Replies inline
On 3/9/17, 11:24 AM, "Jagadish Venkatraman" <[email protected]> wrote:
I understand you are receiving messages from *all* partitions (but fewer
messages from some partitions).
Some questions:
1. Is it possible that you may have saturated the capacity of the entire
container?
>> Possible but what metric/metrics would tell me that?
2. What is the time you spend inside *process* and *window* for the
affected container? (How does it compare with other containers?). The
metrics of interest are *process_ns* and *window_ns.*
>> process-ns is ~ 200,000ns window-ns happens once every 60 secs.and is < 1 ms
3. What is the number of messages per-second you process for the affected
containers ? (How does it compare with other containers?). The metric of
interest is *process-calls*. You can also look at per-task process calls
<https://github.com/apache/samza/blob/master/samza-core/src/main/scala/org/apache/samza/container/TaskInstanceMetrics.scala>,
and per-partition messages read
<https://github.com/apache/samza/blob/master/samza-kafka/src/main/scala/org/apache/samza/system/kafka/KafkaSystemConsumerMetrics.scala>
>> I was quoting process-calls from the metrics registry. For task 2, its
>> lesser than those for task 1 as I stated earlier.
.
4. How many partitions do you have on the input topics?
>> 100 each that we are trying to do in 50 containers (2 tasks each, with a
>> pool of size 5)
4.1 Have you tried increasing the # of partitions, and re-deploying with
more containers? ( I take it that you are running on Yarn).
>> No, since we don’t have the ability to change input partitions right now.

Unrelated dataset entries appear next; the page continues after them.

PR #1806, opened 2024-10-10
fix(objectstorage-container-v1): set ForceNew to true for container name

### LINKED ISSUE #1769: Changing name of `openstack_objectstorage_container_v1` resource doesn't work
### Terraform Version
Terraform v1.9.3

### Affected Resource(s)
- openstack_objectstorage_container_v1

```hcl
resource "openstack_objectstorage_container_v1" "test_container" {
  name = "test-container"
}
```

###  Output
```
openstack_objectstorage_container_v1.test_container: Refreshing state... [id=test-container]

Terraform used the selected providers to generate the following execution plan. Resource actions are indicated with the following symbols:
  ~ update in-place

Terraform will perform the following actions:

  # openstack_objectstorage_container_v1.test_container will be updated in-place
  ~ resource "openstack_objectstorage_container_v1" "test_container" {
        id             = "test-container"
      ~ name           = "test-container" -> "test-container-renamed"
        # (4 unchanged attributes hidden)
    }

Plan: 0 to add, 1 to change, 0 to destroy.
openstack_objectstorage_container_v1.test_container: Modifying... [id=test-container]
openstack_objectstorage_container_v1.test_container: Modifications complete after 0s [id=test-container]

Apply complete! Resources: 0 added, 1 changed, 0 destroyed.
```

### Expected Behavior
The container is renamed.

### Actual Behavior
The container is not renamed. Each run of `terraform apply` show a change that is not applied.

### Steps to Reproduce
1. `terraform apply`
2. change the value of `name` for resource `openstack_objectstorage_container_v1.test_container`
3. `terraform apply`

AmirAllahveran:
According to the openstack_objectstorage_container_v1 documentation for the name argument, changing the name should result in creating a new container. However, the existing behavior does not reflect this, as changes to the name attribute are not applied. This issue arises because the ForceNew property for the name field is set to false, preventing the expected recreation of the container when the name changes.

This update sets ForceNew to true for the name attribute, ensuring that any name change triggers the creation of a new container. It’s important to note that if there are objects present in the container, the deletion will not be allowed, which aligns with the standard behavior of OpenStack Object Storage to prevent data loss.

Resolves #1769

### DIFF
--- a/openstack/resource_openstack_objectstorage_container_v1.go
+++ b/openstack/resource_openstack_objectstorage_container_v1.go
@@ -46,7 +46,7 @@ func resourceObjectStorageContainerV1() *schema.Resource {
 			"name": {
 				Type:     schema.TypeString,
 				Required: true,
-				ForceNew: false,
+				ForceNew: true,
 			},
 			"container_read": {
 				Type:     schema.TypeString,


kayrus (approved):
Fair enough. Thank you!

kayrus:
Nevertheless I have some doubts. Renaming the container will cause a container removal. If it has a `force_destroy = true` flag, it will remove every object inside the container. I think that the `ForceNew: false` was set by purpose. @nikParasyr do you have some thoughts about this?

AmirAllahveran:
If `forceNew` is set to `true` for the container name and `force_destroy` is `false`, attempting to rename a container that contains objects results in the following error message:

```
<html><h1>Conflict</h1><p>There was a conflict when trying to complete your request.</p></html>
```

However, if the container is empty, applying the rename operation shows a message indicating success:

```
Apply complete! Resources: 0 added, 1 changed, 0 destroyed
```

Despite this message, the container name does not actually change. 

The Terraform logs provide the following warning:

```log
[WARN]  Provider "provider[\"registry.terraform.io/terraform-provider-openstack/openstack\"]" produced an unexpected new value for openstack_objectstorage_container_v1.test_container, but we are tolerating it because it is using the legacy plugin SDK.
    The following problems may be the cause of any confusing errors from downstream operations:
      - .name: was cty.StringVal("newtest"), but now cty.StringVal("oldtest")
```

The provider version being used is:

```
plugin=.terraform/providers/registry.terraform.io/terraform-provider-openstack/openstack/3.0.0/darwin_arm64/terraform-provider-openstack_v3.0.0 id=14574
```

Additionally, it appears that `force_destroy` and `versioning` settings no longer function correctly. Regardless of whether these options are set to `true` or `false`, `d.Get("force_destroy").(bool)` and `d.Get("versioning").(bool)` always return `false`. The Terraform logs provide a related warning:

```log
[WARN]  Provider "registry.terraform.io/terraform-provider-openstack/openstack" produced an invalid plan for openstack_objectstorage_container_v1.test_container, but we are tolerating it because it is using the legacy plugin SDK.
    The following problems may be the cause of any confusing errors from downstream operations:
      - .force_destroy: planned value cty.False for a non-computed attribute
      - .versioning: planned value cty.False for a non-computed attribute
```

*>> Another thing to add is our amount of time being blocked is generally
quite high which we believe is mainly because our processing is not fast
enough? *
5. What metric are you referring to here? Do you mean the time spent in the
*process* and *window* call? If you're not processing "fast enough", it
will be helpful to instrument where you are spending most of the time.
>> Referring to block-ns. From my understanding, since the stores are
>> synchronized, once the run loop asks the tasks to process, it then waits
>> (blocks) until at least one of them is ready to receive more. So multiple
>> threads may not really be helping us?
You can rely on Samza's MetricRegistry to configure / report your custom
metrics.
>> Most of the time spent is in the get and put from RocksDB. According to the
>> samza metrics (KeyValueStorageEngine.store-put-ns), our PUTs are much more
>> expensive than GETs. Any idea on how one would go about profiling that? We
>> are using Level compaction with 3 buffers each 500M. Average input message
>> is ~ 1KB and we commit (thus, flush the store) every 90 seconds. We are also
>> using an object cache of 2million objects with a write cache of 1m objects.
Input messages are ~ 5k/sec/partition aggregate for both input streams that we
are joining.
On Thu, Mar 9, 2017 at 5:20 AM, Ankit Malhotra <[email protected]>
wrote:
> Replies inline.
>
> --
> Ankit
>
> > On Mar 9, 2017, at 12:34 AM, Jagadish Venkatraman <
> [email protected]> wrote:
> >
> > We can certainly help you debug this more. Some questions:
> >
> > 1. Are you processing messages (at all) from the "suffering" containers?
> > (You can verify that by observing metrics/ logging etc.)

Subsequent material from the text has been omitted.